__Activity__: Up to and including the line with "- [x] light", please reproduce the lines below exactly, beginning with the first.

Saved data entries
Issue #3135, opened 2024-02-27
Solar Auxilia New Units


nstephenh:
- [x] heavy sentinel: https://www.warhammer-community.com/wp-content/uploads/2024/02/ZwQB9kBXZA3CyHN4.pdf
- [x] light sentinel: to be released on warhammer community
- [x] Lifeward Section: to be released, in battle for beta-garmon

PR #3173, opened 2024-04-07
Beta garmon (because feature isolation is for chumps)

The4D6:
# Tasks:

### New Units

- [x] Endryd Haar

### Oaths
- [x] An Eternity of War
- [x] In Disgrace All Are equal
- [x] Only In Death Does Duty End
- [x] Panoply of Old
- [x] Pride is our Armour
- [x] The Broken Helix
- [x] The Eternal Vendetta
- [x] The Flesh Is Week
- [x] The Legacy of Nikaea
- [x] The Spoils of Victory
- [x] The Taint of Xenos
- [x] The Weapons of Desperation

# This PR does not validate properly in BattleScribe due to the lack of ability to check upstream values

Also on this branch:
Solar Aux New Units: #3135
 Horus Aximand - Sons of Horus
 Tybalt Marr - Sons of Horus
 Legion Optae - LA, Everybody can take!
 Legion Company Command Squad - LA, Everybody can take!

Recon Company

### DIFF
--- a/2022 - Horus Heresy.gst
+++ b/2022 - Horus Heresy.gst
@@ -2384,7 +2384,7 @@ If a Skimmer is Immobilised or Wrecked, its base is removed, if possible. If thi
                 <conditionGroup type="and">
                   <conditions>
                     <condition type="atLeast" value="1" field="selections" scope="roster" childId="ae4a-f95c-968e-eb46" shared="true" includeChildSelections="true"/>
-                    <condition type="instanceOf" value="0" field="selections" scope="ancestor" childId="d926-652f-8436-30ce" shared="true" percentValue="false" includeChildSelections="true" includeChildForces="false"/>
+                    <condition type="instanceOf" value="0" field="selections" scope="force" childId="d926-652f-8436-30ce" shared="true" percentValue="false" includeChildSelections="true" includeChildForces="false"/>
                   </conditions>
                 </conditionGroup>
               </conditionGroups>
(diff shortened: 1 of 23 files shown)


nstephenh:
This PR also has all the changes from my  units wave 1 PR so that should also be tested.
First suggestion, we should move blackshield oaths up in the xml so it's next allegiance/rite of war. 
We also talked about hiding rite of war and I don't think we did it, the change would be to uncheck the export flag (I think it's called import) in the blackshields cat and then manually import it in all the space marine cats.

2022 - Horus Heresy.gst
nstephenh, line 1: Two copies of blackshield primary and optional detachment

The4D6:
> This PR also has all the changes from my units wave 1 PR so that should also be tested. First suggestion, we should move blackshield oaths up in the xml so it's next allegiance/rite of war. We also talked about hiding rite of war and I don't think we did it, the change would be to uncheck the export flag (I think it's called import) in the blackshields cat and then manually import it in all the space marine cats.

I don't want to go making too many more changes, and I think messing about with Rites of War is outside the scope of this PR, they're all hidden from Blackshields anyway. Happy to make the change in a future piece of work however

Mayegelt:
The WoD update seems to be a roster miamer for Battlescribe users. It throws up errors on units using the "collective" option.
This isn't just on Blackshield armies, but impacts all legion armies. The only way to resolve seems to be deleting units or deleting collective models for those units and adding in a bunch of individuals like we have for Termys. This is a major knockback for QoL for Battlescribe users.
I can't really see a great alternative outside of remaking all the units for a Blackshields WoD variant of each of the units. It wouldn't be hard to copy paste each of them. But would of course mean that any updates that aren't legion specific (not including legion specific wargear that of course can be taken by both in theory) would need to also remember to be copied into the copy as well.

image

image

image

Test roster used for above picys as proof
https://cdn.discordapp.com/attachments/638905973481930773/1241446222384988293/IW_test.rosz?ex=664a3a64&is=6648e8e4&hm=450567f96eba6456fc269875ff7c795e4d34f4add16286e39e85e18fadb7bd9d&

nstephenh:
Legacy of Nikea, psycher sub-type is not selected by default, and the warp blast is 'hidden' but selected and that's throwing an error:
image

The4D6:
> Legacy of Nikea, psycher sub-type is not selected by default, and the warp blast is 'hidden' but selected and that's throwing an error: image

It shouldn't be selected by default, it's optional per-character

nstephenh:
Merging, we're just "Sending it"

__Your response__:
Issue #3135, opened 2024-02-27
Solar Auxilia New Units


nstephenh:
- [x] heavy sentinel: https://www.warhammer-community.com/wp-content/uploads/2024/02/ZwQB9kBXZA3CyHN4.pdf
- [x] light sentinel: to be released on warhammer community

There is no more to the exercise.